### [WORK TO BE COMPLETED]
In your answer, print each of the records below exactly.

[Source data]
- - -
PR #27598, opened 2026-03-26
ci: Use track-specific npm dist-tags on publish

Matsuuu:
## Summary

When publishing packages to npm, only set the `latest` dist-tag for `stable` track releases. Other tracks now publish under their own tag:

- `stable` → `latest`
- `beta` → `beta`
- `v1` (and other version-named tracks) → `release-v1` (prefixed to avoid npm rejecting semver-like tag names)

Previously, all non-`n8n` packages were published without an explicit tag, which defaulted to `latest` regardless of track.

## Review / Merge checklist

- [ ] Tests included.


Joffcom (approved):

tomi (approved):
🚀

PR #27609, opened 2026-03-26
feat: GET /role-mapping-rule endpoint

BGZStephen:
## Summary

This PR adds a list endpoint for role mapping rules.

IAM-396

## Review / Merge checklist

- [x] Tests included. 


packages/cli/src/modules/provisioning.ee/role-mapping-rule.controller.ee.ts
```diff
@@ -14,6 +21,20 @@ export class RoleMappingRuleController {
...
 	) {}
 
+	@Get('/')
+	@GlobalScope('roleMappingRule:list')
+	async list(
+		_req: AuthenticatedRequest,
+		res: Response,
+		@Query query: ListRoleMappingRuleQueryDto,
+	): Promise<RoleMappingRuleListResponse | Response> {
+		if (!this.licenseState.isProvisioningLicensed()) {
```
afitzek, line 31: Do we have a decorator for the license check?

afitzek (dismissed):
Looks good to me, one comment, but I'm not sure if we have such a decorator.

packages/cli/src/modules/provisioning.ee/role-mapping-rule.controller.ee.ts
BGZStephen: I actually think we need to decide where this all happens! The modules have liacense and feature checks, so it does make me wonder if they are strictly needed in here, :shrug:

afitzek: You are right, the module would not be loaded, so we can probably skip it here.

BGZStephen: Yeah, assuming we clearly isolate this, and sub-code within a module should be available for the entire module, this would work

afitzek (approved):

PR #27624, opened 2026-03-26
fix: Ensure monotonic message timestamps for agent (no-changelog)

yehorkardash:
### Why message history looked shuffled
- - -
### [RESPONSE BELOW]
PR #27598, opened 2026-03-26
ci: Use track-specific npm dist-tags on publish

Matsuuu:
## Summary

When publishing packages to npm, only set the `latest` dist-tag for `stable` track releases. Other tracks now publish under their own tag:

- `stable` → `latest`
- `beta` → `beta`
- `v1` (and other version-named tracks) → `release-v1` (prefixed to avoid npm rejecting semver-like tag names)

Previously, all non-`n8n` packages were published without an explicit tag, which defaulted to `latest` regardless of track.

## Review / Merge checklist

- [ ] Tests included.


Joffcom (approved):

tomi (approved):
🚀

PR #27609, opened 2026-03-26
feat: GET /role-mapping-rule endpoint

BGZStephen:
## Summary

This PR adds a list endpoint for role mapping rules.

IAM-396

## Review / Merge checklist

- [x] Tests included. 


packages/cli/src/modules/provisioning.ee/role-mapping-rule.controller.ee.ts
```diff
@@ -14,6 +21,20 @@ export class RoleMappingRuleController {
...
 	) {}
 
+	@Get('/')
+	@GlobalScope('roleMappingRule:list')
+	async list(
+		_req: AuthenticatedRequest,
+		res: Response,
+		@Query query: ListRoleMappingRuleQueryDto,
+	): Promise<RoleMappingRuleListResponse | Response> {
+		if (!this.licenseState.isProvisioningLicensed()) {
```
afitzek, line 31: Do we have a decorator for the license check?

afitzek (dismissed):
Looks good to me, one comment, but I'm not sure if we have such a decorator.

packages/cli/src/modules/provisioning.ee/role-mapping-rule.controller.ee.ts
BGZStephen: I actually think we need to decide where this all happens! The modules have liacense and feature checks, so it does make me wonder if they are strictly needed in here, :shrug:

afitzek: You are right, the module would not be loaded, so we can probably skip it here.

BGZStephen: Yeah, assuming we clearly isolate this, and sub-code within a module should be available for the entire module, this would work

afitzek (approved):

PR #27624, opened 2026-03-26
fix: Ensure monotonic message timestamps for agent (no-changelog)

yehorkardash:
### Why message history looked shuffled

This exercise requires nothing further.